PR #723, opened 2021-06-02
tegra186-flashtools-native: patch to convert BMP_generator_L4T.py to …

kk6ho:
…python3

Change python shebang to python3 shebang and
other python3 conversions (print and string encodes)

bootlogo-custom recipe was unable to build due to python2
build dependency

Signed-off-by: Geoff Parker <geoffrey.parker@arthrex.com>

### DIFF
--- a/recipes-bsp/tegra-binaries/files/0012-BMP_generator_L4T.py-to-Python3.patch
+++ b/recipes-bsp/tegra-binaries/files/0012-BMP_generator_L4T.py-to-Python3.patch
@@ -1,0 +1,71 @@
+--- Linux_for_Tegra/tools/bmp-splash/BMP_generator_L4T.py.orig	2021-06-02 02:26:34.460334063 +0000
++++ Linux_for_Tegra/tools/bmp-splash/BMP_generator_L4T.py	2021-06-02 02:54:01.965137867 +0000
+@@ -1,4 +1,4 @@
+-#!/usr/bin/python
++#!/usr/bin/env python3
+ #
+ # Copyright (c) 2017-2020, NVIDIA CORPORATION.  All rights reserved.
+ #
+@@ -26,7 +26,7 @@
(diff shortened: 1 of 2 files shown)


kk6ho:
I would like this applied to the hardknott branch as well.

Not sure if my 0012-BMP_generator_L4T.py-to-Python3.patch should be applied to the tegra210-flashtools-native_32.5.1.bb recipe as well

kekiefer:
The `BMP_generator_L4T.py` that you've patched here gets copied into the native flash tools package for both platforms, so this same patch should apply for tegra210. Bootlogo is also valid for that platform, so patching it as well would be prudent.

madisongh:
I guess I haven't seen this problem because my build hosts still have Python 2 installed on them as `/usr/bin/python`.

kk6ho:
> The `BMP_generator_L4T.py` that you've patched here gets copied into the native flash tools package for both platforms, so this same patch should apply for tegra210. Bootlogo is also valid for that platform, so patching it as well would be prudent.

Ok, I'll send another PR to add the patch for tegra210.

kk6ho:
> I guess I haven't seen this problem because my build hosts still have Python 2 installed on them as `/usr/bin/python`.

I started seeing this error once I upgraded my build host from Debian 10 to Debian 11 which triggered a rebuild.  I had also tried adding python2 to my Debian 11 host, but the issue persisted. I may have forgotten to clean all the recipes involved.

madisongh:
> Ok, I'll send another PR to add the patch for tegra210.

That's OK... I've already tested with the patch carried over to the tegra210 tools, and it works fine.  I'll get that committed shortly, then port them both over to other branches.

madisongh:
Oh, and thanks!

EasyIP2023:
Prefect!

● Your goal
In the data above, which lines lie between the line with "Signed-off-by: Geoff Parker" and the line with "-1,0 +1,71 @@", inclusive? Print those lines exactly and nothing else.

● Response to the exercise
Signed-off-by: Geoff Parker <geoffrey.parker@arthrex.com>

### DIFF
--- a/recipes-bsp/tegra-binaries/files/0012-BMP_generator_L4T.py-to-Python3.patch
+++ b/recipes-bsp/tegra-binaries/files/0012-BMP_generator_L4T.py-to-Python3.patch
@@ -1,0 +1,71 @@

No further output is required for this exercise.